Cyber threat hunting is a proactive offensive approach to cyber defense. Threat hunters iteratively scan through networks to detect indicators of compromise and APT threats. Threat hunters are skilled enough to recognize, isolate, and diffuse APTs that aren’t detected by security monitoring tools. This can include outside intruders or insider threats by employees. Cyber threat hunters must specifically which threat actor they are trying to find.
One indicator of C2 communication is frequent communications between Telegram and Discord coupled with an API call to an IP lookup service at the beginning of the traffic.[^3] You should also look for uncommon User Agents.[^3] Software that spawns other processes or Windows processes that have an unusual parent application should also be suspect.[^3] You can look for processes that contain metadata that have spelling mistakes, or binaries that are not signed by Microsoft.[^3] Pivoting from one node to anothercan reveal the threat actor’s cluster infrastructure.

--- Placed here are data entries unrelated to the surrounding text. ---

PR #4763, opened 2020-07-30
fix(titus): only get the task we need

marchello2000:
When we disable an ASG in titus we need to get all tasks associated with the job.
However, it appears that we always retried ALL tasks from ALL jobs. Which is neither great for Titus nor Spinnaker since we a) run out of memory and also timeout like crazy trying to get the world

Pretty sure the issue is this erroneous conditional which checks if Titus supports query by job ids


marchello2000:
I have a bunch more changes (namely removing this flag), but I will merge as-is and make another, follow-up with a separate PR

PR #4764, opened 2020-07-30
refactor(kubernetes): Clean up KubernetesCacheUtils class

ezimanyi:
I broke this into tiny commits more than usual because I was starting to confuse myself; the commits are all very small and focused.

* refactor(kubernetes): Extract getHandler to a function 

  This is a minor refactor to make the upcoming changes cleaner; just pull out a function.

* refactor(kubernetes): Fix type safety and null safety 

  resourceModelFromCacheData is very unsafe; it does an unchecked cast and can also return null. The goal of that function is to allow custom overrides for how to convert cache data into a ServerGroup or a ServerGroupManager.  (We have not implemented the ability to customize other types.)

  The problem is that we are checking if the handler is of the generic ModelHandler instead of the specific type we are interested in.  We already have ServerGroupHandler and ServerGroupManagerHandler to handle these two specific cases. Split the generic resourceModelFromCacheData into to specific ones to handle these two cases.  By checking if the handler implements the specific case, we can avoid unchecked casts.

  Finally, rather than return null if the handler doesn't specify an override, just use the default implementation. The goal here is only to allow people to override this if they want; if they don't override, we can just use the default.

* refactor(kubernetes): Clean up CustomKubernetesHandlerFactory 

  This class implemented the (raw) ModelHandler, but only ever implemented the default implementations for the kind in question. As we now fall back to the default implementations in cases where there is no override, we don't need to explicitly override them here.

* refactor(kubernetes): Remove ModelHandler class 

  Now that we're using the more specific handler classes to detect custom implementations of fromCacheData, we don't need the ModelHandler interface at all anymore; remove it.

* refactor(kubernetes): Add relationshipTypes helper function 

  Minor refactor to abstract away translating a Spinnaker kind into its relationship types.

* refactor(kubernetes): Add relationshipKeys function 

  Minor refactor to pull common logic looking up relationships on a CacheData object into a function.

* refactor(kubernetes): Rename to function 

  Rename aggregateRelationshipsBySpinnakerKind as getRelationshipKeys, because it does the same thing as the relationshipKeys function we just created, but for a SpinnakerKind. Also collect to an ImmutableList and update the return type.

  Similarly remove the OfSpinnakerKind from getRelationships, becase the function signature implies what the input is.

* refactor(kubernetes): Update return type of mapByRelationship 

  It will now return a Map<String, Collection<CacheData>> instead of a Map<String, List<CacheData>> because it's not actually important to callers that the values are List<?>. This will make the next commit possible.

* refactor(kubernetes): mapByRelationship returns a MultiMap 

  This is a much better data structure for mapping keys to multiple values. In particular, it has the property that .get(key) returns an empty list rather than null if there are no mappings, so we can avoid a lot of defaulting.

* refactor(kubernetes): Inline a variable 

  Inline the keys variable in loadRelationshipsFromCache; also collect the relationship keys to a Set rather than to a List.

  This cuts down the number of times we look up load balancers from 4 to 2; we'll still need to get that down to 1 but this is progress.

* refactor(kubernetes): Rename getTransitiveRelationships 

  Rename this function to something shorter and clearer; also update it to only accept a single CacheData as all callers are wrapping a single CacheData in a collection when calling it.

* refactor(kubernetes): Require callers of to create the filter 

  Simple refactor to push requiring the cache filter to be created to callers. (Actually caller as this is only used in one place.)

* refactor(kubernetes): Require callers of getRelationships to pass data 

  getRelationships is inherently ineffecient, as it encourages callers to require a lookup of data they already have.  In 2 of the 3 callers we are either looking up the same data in a loop, or already have the data we're looking up.

  Require callers to first look up the cache data, then pass it in to get its relationships.

* refactor(kubernetes): Rename loadRelationshipsFromCache 

  Use getRelationships to be consistent with how we're naming other functions in this class.

  Also update the single-data-consuming version to call the list version with a singleton.

* refactor(kubernetes): Remove loadRelationshipsFromCache 

  This is identical to getRelationships.

  Also the whole class is non-null now, so move the annotation to the class level.

* refactor(kubernetes): Cleanup of KubernetesCacheUtils 

  Make the class package-private as it is only used in the package. Also add Javadoc to some methods.

* refactor(kubernetes): Replace kindMap lookups with getRelationships 

  We already have a function in cacheUtils that looks up all relationships for a SpinnakerKind; replace cases where callers map the SpinnakerKind to KubernetesKinds with just calling this function.


clouddriver-kubernetes/src/main/java/com/netflix/spinnaker/clouddriver/kubernetes/caching/view/provider/KubernetesCacheUtils.java
```diff
@@ -153,18 +153,24 @@ public KubernetesCacheUtils(
     return result;
   }
 
-  @SuppressWarnings("unchecked")
```
maggieneterval, line 156: The Tempest

clouddriver-kubernetes/src/main/java/com/netflix/spinnaker/clouddriver/kubernetes/caching/view/provider/KubernetesCacheUtils.java
```diff
@@ -166,15 +164,4 @@ KubernetesHandler getHandler(@Nonnull KubernetesV2CacheData cacheData) {
         .get(kind)
         .getHandler();
   }
-
-  @SuppressWarnings("unchecked")
```
maggieneterval, line 156: The Comedy of Errors

clouddriver-kubernetes/src/main/java/com/netflix/spinnaker/clouddriver/kubernetes/op/handler/CustomKubernetesHandlerFactory.java
```diff
@@ -113,21 +107,5 @@ private KubernetesV2CachingAgent buildCustomCachingAgent(
...
-              (KubernetesV2ServerGroupCacheData) cacheData);
-        case SERVER_GROUP_MANAGERS:
-          return KubernetesV2ServerGroupManager.fromCacheData(
-              (KubernetesV2ServerGroupManagerCacheData) cacheData);
-        default:
-          // TODO(dpeach): finish implementing for other SpinnakerKinds.
-          log.warn("No default cache data model mapping for Spinnaker kind " + spinnakerKind());
-          return null;
-      }
-    }
```
maggieneterval, line 131: Love's Labour's Lost

clouddriver-kubernetes/src/main/java/com/netflix/spinnaker/clouddriver/kubernetes/op/handler/ModelHandler.java
```diff
@@ -1,25 +0,0 @@
...
- */
-
-package com.netflix.spinnaker.clouddriver.kubernetes.op.handler;
-
-import com.netflix.spinnaker.clouddriver.kubernetes.caching.view.model.ManifestBasedModel;
-import com.netflix.spinnaker.clouddriver.kubernetes.caching.view.provider.data.KubernetesV2CacheData;
-
-public interface ModelHandler<T extends KubernetesV2CacheData> {
-  ManifestBasedModel fromCacheData(T cacheData);
-}
```
maggieneterval, line 25: Pericles, Prince of Tyre

clouddriver-kubernetes/src/main/java/com/netflix/spinnaker/clouddriver/kubernetes/caching/view/provider/KubernetesCacheUtils.java
```diff
@@ -151,6 +153,12 @@ public KubernetesCacheUtils(
     return result;
   }
 
+  /** Given a spinnaker kind, returns a stream of the relationship types representing that kind. */
```
maggieneterval, line 143: The Merchant of Venice

clouddriver-kubernetes/src/main/java/com/netflix/spinnaker/clouddriver/kubernetes/caching/view/provider/KubernetesCacheUtils.java
```diff
@@ -153,6 +139,17 @@ public KubernetesCacheUtils(
     return result;
   }
 
+  /** Returns a stream of all relationships of a given type for a given CacheData. */
+  @NonnullByDefault
+  private Stream<String> relationshipKeys(CacheData cacheData, String type) {
```
maggieneterval, line 134: The Merry Wives of Windsor

clouddriver-kubernetes/src/main/java/com/netflix/spinnaker/clouddriver/kubernetes/caching/view/provider/KubernetesCacheUtils.java
```diff
@@ -80,11 +83,12 @@ public KubernetesCacheUtils(
     return Optional.ofNullable(cache.get(type, key, RelationshipCacheFilter.include(to)));
   }
 
-  private Collection<String> aggregateRelationshipsBySpinnakerKind(
-      CacheData source, SpinnakerKind kind) {
-    return relationshipTypes(kind)
-        .flatMap(t -> relationshipKeys(source, t))
-        .collect(Collectors.toList());
+  /** Returns a collection of all relationships of a given SpinnakerKind for a CacheData. */
+  ImmutableCollection<String> getRelationshipKeys(
```
maggieneterval, line 86: The Taming of the Shrew

clouddriver-kubernetes/src/main/java/com/netflix/spinnaker/clouddriver/kubernetes/caching/view/model/KubernetesV2Cluster.java
```diff
@@ -43,8 +43,8 @@ public KubernetesV2Cluster(String rawKey) {
 
   public KubernetesV2Cluster(
       String rawKey,
-      List<KubernetesV2ServerGroup> serverGroups,
-      List<KubernetesV2LoadBalancer> loadBalancers) {
+      Collection<KubernetesV2ServerGroup> serverGroups,
```
maggieneterval, line 46: As You Like It

clouddriver-kubernetes/src/main/java/com/netflix/spinnaker/clouddriver/kubernetes/caching/view/model/KubernetesV2LoadBalancer.java
```diff
@@ -54,7 +54,7 @@ private KubernetesV2LoadBalancer(
   public static KubernetesV2LoadBalancer fromCacheData(
       CacheData cd,
       Collection<CacheData> serverGroupData,
-      Map<String, ? extends Collection<CacheData>> serverGroupToInstanceData) {
+      Multimap<String, CacheData> serverGroupToInstanceData) {
```
maggieneterval, line 57: A Midsummer Night's Dream

clouddriver-kubernetes/src/test/java/com/netflix/spinnaker/clouddriver/kubernetes/caching/view/provider/KubernetesDataProviderIntegrationTest.java
```diff
@@ -544,7 +544,7 @@ private void assertFrontendCluster(
       assertFrontendServerGroups(softly, cluster.getServerGroups());
       // TODO(ezimanyi): The same load balancer is being returned multiple times (likely due to
       // finding all relationships to it). This should be fixed to return it only once.
-      softly.assertThat(cluster.getLoadBalancers()).hasSize(4);
+      softly.assertThat(cluster.getLoadBalancers()).hasSize(2);
```
maggieneterval, line 547: The Two Gentlemen of Verona

clouddriver-kubernetes/src/main/java/com/netflix/spinnaker/clouddriver/kubernetes/caching/view/provider/KubernetesV2ManifestProvider.java
```diff
@@ -129,13 +129,10 @@ private KubernetesV2Manifest fromCacheData(
...
     String namespace = manifest.getNamespace();
     KubernetesKind kind = manifest.getKind();
-    String key = data.getId();
 
     List<KubernetesManifest> events =
         includeEvents
-            ? cacheUtils
-                .getRelationships(kind.toString(), key, KubernetesKind.EVENT.toString())
-                .stream()
+            ? cacheUtils.getRelationships(data, KubernetesKind.EVENT.toString()).stream()
```
maggieneterval, line 135: Measure for Measure

clouddriver-kubernetes/src/main/java/com/netflix/spinnaker/clouddriver/kubernetes/caching/view/provider/KubernetesV2LoadBalancerProvider.java
```diff
@@ -118,17 +118,9 @@ public String getCloudProvider() {
...
-            .collect(Collectors.toList());
-
-    List<CacheData> instanceData =
-        kindMap.translateSpinnakerKind(INSTANCES).stream()
-            .map(kind -> cacheUtils.getRelationships(serverGroupData, kind.toString()))
-            .flatMap(Collection::stream)
-            .collect(Collectors.toList());
+    Collection<CacheData> serverGroupData =
+        cacheUtils.getRelationships(loadBalancerData, SERVER_GROUPS);
+    Collection<CacheData> instanceData = cacheUtils.getRelationships(serverGroupData, INSTANCES);
```
maggieneterval, line 123: All's Well That Ends Well

clouddriver-kubernetes/src/main/java/com/netflix/spinnaker/clouddriver/kubernetes/caching/view/provider/KubernetesCacheUtils.java
```diff
@@ -39,12 +39,12 @@
 import java.util.Optional;
 import java.util.stream.Collectors;
 import java.util.stream.Stream;
-import javax.annotation.Nonnull;
 import lombok.extern.slf4j.Slf4j;
 import org.springframework.beans.factory.annotation.Autowired;
 import org.springframework.stereotype.Component;
 
 @Component
+@NonnullByDefault
```
maggieneterval, line 47: Much Ado About Nothing

clouddriver-kubernetes/src/main/java/com/netflix/spinnaker/clouddriver/kubernetes/caching/view/provider/KubernetesCacheUtils.java
```diff
@@ -79,8 +79,8 @@ public KubernetesCacheUtils(
   }
 
   public Optional<CacheData> getSingleEntryWithRelationships(
-      String type, String key, String... to) {
-    return Optional.ofNullable(cache.get(type, key, RelationshipCacheFilter.include(to)));
+      String type, String key, RelationshipCacheFilter cacheFilter) {
```
maggieneterval, line 81: Twelfth Night

(this is the 12th commit)

clouddriver-kubernetes/src/main/java/com/netflix/spinnaker/clouddriver/kubernetes/caching/view/provider/KubernetesCacheUtils.java
```diff
@@ -114,7 +119,7 @@ public KubernetesCacheUtils(
   /*
    * Builds a map of all keys belonging to `sourceKind` that are related to any entries in `targetData`
    */
-  public ImmutableMultimap<String, CacheData> mapByRelationship(
+  ImmutableMultimap<String, CacheData> mapByRelationship(
```
maggieneterval, line 123: The Winter's Tale

clouddriver-kubernetes/src/main/java/com/netflix/spinnaker/clouddriver/kubernetes/caching/view/provider/KubernetesCacheUtils.java
```diff
@@ -60,115 +61,100 @@ public KubernetesCacheUtils(
...
 
-  private Collection<String> aggregateRelationshipsBySpinnakerKind(
-      CacheData source, SpinnakerKind kind) {
-    return kindMap.translateSpinnakerKind(kind).stream()
-        .map(g -> source.getRelationships().get(g.toString()))
-        .filter(Objects::nonNull)
-        .flatMap(Collection::stream)
-        .filter(Objects::nonNull)
-        .collect(Collectors.toList());
+  /** Gets the data for all relationships of a given Spinnaker kind for a CacheData items. */
```
maggieneterval, line 85:
```suggestion
  /** Gets the data for all relationships of a given Spinnaker kind for a CacheData item. */
```

clouddriver-kubernetes/src/main/java/com/netflix/spinnaker/clouddriver/kubernetes/caching/view/provider/KubernetesCacheUtils.java
```diff
@@ -60,115 +61,100 @@ public KubernetesCacheUtils(
...
-    return cache.getAll(
-        to,
-        sourceData.stream()
-            .map(CacheData::getRelationships)
-            .filter(Objects::nonNull)
-            .map(r -> r.get(to))
-            .filter(Objects::nonNull)
-            .flatMap(Collection::stream)
-            .collect(Collectors.toList()));
+  /** Gets the data for all relationships of a given type for a CacheData items. */
```
maggieneterval, line 93:
```suggestion
  /** Gets the data for all relationships of a given type for a CacheData item. */
```

PR #4767, opened 2020-07-31
refactor(kubernetes): Further improvements to Kubernetes data providers

ezimanyi:
* refactor(kubernetes): Add Multimap-returning getRelationships 

  This commit only affects CacheData, in preparation for some changes visible outside the class. Most notably, we'll update getRelationships to return a MultiMap when we pass in a Collection of CacheData items. This allows the caller to see the association between the input data and the output relationships, rather than flattening it to a collection where it's not possible to determine which of the output CacheData items is related to each of the input ones.

  In this commit, we're not taking advantage of this; in fact the two callers have been updated to:
  * Just call .values() to flatten the result
  * Query the cache directly instead of using getRelationships

  But in the next commit we'll push this information outward one more level of calls, which will the allow consumers to use the information to avoid duplicate work.

  Also update getRelationshipKeys to collect to a Set. The general idea is that we'll collect keys (String) to a Set to dedupliate but data (CacheData) to a List as deduplication by reference is not valuable.  (I left one TODO in a case where we are deduplicating by reference but will fix that.)

* refactor(kubernetes): Keep track of relationships when fetching 

  In a number of places, we have a Collection of CacheData items, and we want to fetch all relationships of a particular kind. For example, we might have a List of server groups and want to load all instances.

  Currently we returned a flattened collection of all the related types, forcing the caller to then iterate through it to recompute which instance is associated with which server group.

  Greatly simplify this (and improve performance) by returning a MultiMap from getRelationships. This means, for example, that the caller can then look up the instances related to a given server group id, without needing to build another map.

* refactor(kubernetes): Look up related load balancer keys directly 

  When constructing a server group, we look up the full data for related load balancers, and then only keep the key. Instead let's look up only the keys. As this isn't making any cache calls, we don't need to keep the full map outside the loop, and can just look up the needed data inside the loop.

* refactor(kubernetes): Extract loadServerGroups to a function 

  It returns a Map so we can later get the constructed server group by id, though we are not yet using that feature.

* refactor(kubernetes): Load balancer constructor accepts server groups 

  The fromCacheData method to create a LoadBalancer requires all the cache data to create server groups as well; but in some cases we will already have constructed server groups. It will be simpler and more performant to just pass these existing server groups to fromCacheData.

  Add a (as yet unused) fromCacheData that takes a set of LoadBalancerServerGroups and uses those. Refactor the existing fromCacheData to pass the LoadBalancerServerGroups it constructs to this new constructor.

* refactor(kubernetes): Use new fromCacheData in cluster provider 

  Let's use the new fromCacheData we just created and pass in the server groups that we have already built.

  This also removes the last use of mapByRelationship, so we can remove the function.

* refactor(kubernetes): Minor cleanup in loadClusters 

  Now that only serverGroupToInstances is only used in loadClusters, look up that data in the function rather than require the caller to look it up.

  Similarly, the construction of the stream over load balancers is just a really complex way of getting the values of the MultiMap; use that instead.

* refactor(kubernetes): Remove the old version of fromCacheData 

  It was only used in one place; let's move the logic there.

* refactor(kubernetes): Update getServerGroup to call existing function 

  getServerGroup has its own logic for constructing server groups; instead call the loadServerGroups function we just wrote.

  This commit also fixes a bug; we were only loading load balancer and instance relationships with the cache data, so we never returned any server group managers.

  The integration tests didn't catch this because they were exercising the function only for a non-deployment-managed replica set. Add a test to catch this case.

  It's interesting that we only do this optimization of filtering relationships when loading a single server group, whereas it probably would be much more beneficial in the endpoints that return many. I'll leave this for now, but may revisit.

* refactor(kubernetes): Extract relationshipFilter logic 

  I'm honestly not sure that the benefit of creating this relationship filter for a single server group is worth it, but we'll keep the logic for now.  Let's at least store the cache filter as an instance field so that we can re-use it, and abstract away the logic for creating it.

  I'm not going to include filter logic in other places as I think the correct fix for improving performance here is just to cut down the relationships we store in the cache to those that are actually needed, rather than add logic for ignoring most of them.

* refactor(kubernetes): Fix one more case of manually using kindMap 

  There is now a function for this.

* refactor(kubernetes): Add helper function for looking up a item 

  We made callers accept a MultiMap then look up the one id of interest; let's do that instead for callers.

* fix(kubernetes): Stop returning multiple copies of load balancer 

  The issue was that we were building the load balancer once per attached server group.

  All of the refactors up to now have not fixed it (though we did reduce the number of times it is returned from 4 to 2).

  The reason at this point is because .values() on a multimap returns items multiple times if they map to multiple keys. Let's apply a distinct on the stream that only takes the first for each id.

  We could have just done a regular distinct() because the result of getRelationships always maps a key to the same reference (so we don't have multiple instances of each load balancer, just multiple pointers to the same one).  But I did not want to have to debug this issue if that ever changes, so let's be explicit and keep the first one we encounter with each id.

### DIFF
--- a/clouddriver-kubernetes/src/main/java/com/netflix/spinnaker/clouddriver/kubernetes/caching/view/model/KubernetesV2LoadBalancer.java
+++ b/clouddriver-kubernetes/src/main/java/com/netflix/spinnaker/clouddriver/kubernetes/caching/view/model/KubernetesV2LoadBalancer.java
@@ -17,6 +17,8 @@
 
 package com.netflix.spinnaker.clouddriver.kubernetes.caching.view.model;
 
+import static com.google.common.collect.ImmutableSet.toImmutableSet;
+
 import com.google.common.collect.ImmutableList;
 import com.google.common.collect.Multimap;
 import com.netflix.spinnaker.cats.cache.CacheData;
@@ -30,7 +32,8 @@ import com.netflix.spinnaker.clouddriver.model.LoadBalancerServerGroup;
 import java.util.Collection;
 import java.util.Objects;
 import java.util.Set;
-import java.util.stream.Collectors;
+import javax.annotation.Nullable;
+import javax.annotation.ParametersAreNonnullByDefault;
 import lombok.EqualsAndHashCode;
 import lombok.Value;
 import lombok.extern.slf4j.Slf4j;
@@ -51,22 +54,14 @@ public final class KubernetesV2LoadBalancer extends ManifestBasedModel
     this.serverGroups = serverGroups;
   }
 
+  @Nullable
+  @ParametersAreNonnullByDefault
   public static KubernetesV2LoadBalancer fromCacheData(
       CacheData cd,
       Collection<CacheData> serverGroupData,
       Multimap<String, CacheData> serverGroupToInstanceData) {
-    if (cd == null) {
-      return null;
-    }
-
-    KubernetesManifest manifest = KubernetesCacheDataConverter.getManifest(cd);
-
-    if (manifest == null) {
-      log.warn("Cache data {} inserted without a manifest", cd.getId());
-      return null;
-    }
-
-    Set<LoadBalancerServerGroup> serverGroups =
+    return fromCacheData(
+        cd,
         serverGroupData.stream()
             .map(
                 d ->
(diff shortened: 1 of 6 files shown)


ezimanyi:
This is, alas, the last batch of commits from my branch full of changes and I can now move on to other things.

You should pay attention to port numbers, patterns, tool names, hosting ASNs and TLS certifiations. Once you found a node, you can pivot to other nodes by searching for the SSH key fingerprinting, and ASN. Indicators of related domains include: shared historical web hosting servers across all domains, common naming conventions in registrant emails, same wordpress software/theme, anonymous staff writers, hard-coded weather widgets, broken social media links, and solicitations for content and news tips.[^4] You can identify relevant code in a file, extract only the interesting strings, create a whitelist database from strings of clean fles, extract the interesting strings from a new sample that is not in the whitelist database, and then make a Yara rule from that.[^5] When you are looking for attribution for a cyber event, you may need to look back on historical data from 10 years earlier, or even more.[^5]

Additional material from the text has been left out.